#### REQUIREMENT:
Reproduce each line from the records that holds "hook".
[ENTRIES SUPPLIED]
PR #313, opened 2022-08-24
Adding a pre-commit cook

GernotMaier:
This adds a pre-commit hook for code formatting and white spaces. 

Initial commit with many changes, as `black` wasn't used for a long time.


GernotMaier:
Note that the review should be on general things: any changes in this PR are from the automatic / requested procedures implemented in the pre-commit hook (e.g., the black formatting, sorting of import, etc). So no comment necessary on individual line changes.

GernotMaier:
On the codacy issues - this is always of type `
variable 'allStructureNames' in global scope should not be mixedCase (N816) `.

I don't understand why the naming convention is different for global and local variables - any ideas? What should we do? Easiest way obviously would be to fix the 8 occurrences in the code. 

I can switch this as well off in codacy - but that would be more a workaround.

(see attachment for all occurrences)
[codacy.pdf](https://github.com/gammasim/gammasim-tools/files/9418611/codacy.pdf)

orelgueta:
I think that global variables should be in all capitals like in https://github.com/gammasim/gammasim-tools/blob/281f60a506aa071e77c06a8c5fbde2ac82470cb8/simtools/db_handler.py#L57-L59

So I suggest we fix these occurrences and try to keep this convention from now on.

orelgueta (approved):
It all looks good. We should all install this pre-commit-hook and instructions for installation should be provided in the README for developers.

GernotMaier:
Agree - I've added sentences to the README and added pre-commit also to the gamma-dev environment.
[/ENTRIES SUPPLIED]
#### RESULT:
This adds a pre-commit hook for code formatting and white spaces. 
Note that the review should be on general things: any changes in this PR are from the automatic / requested procedures implemented in the pre-commit hook (e.g., the black formatting, sorting of import, etc). So no comment necessary on individual line changes.
It all looks good. We should all install this pre-commit-hook and instructions for installation should be provided in the README for developers.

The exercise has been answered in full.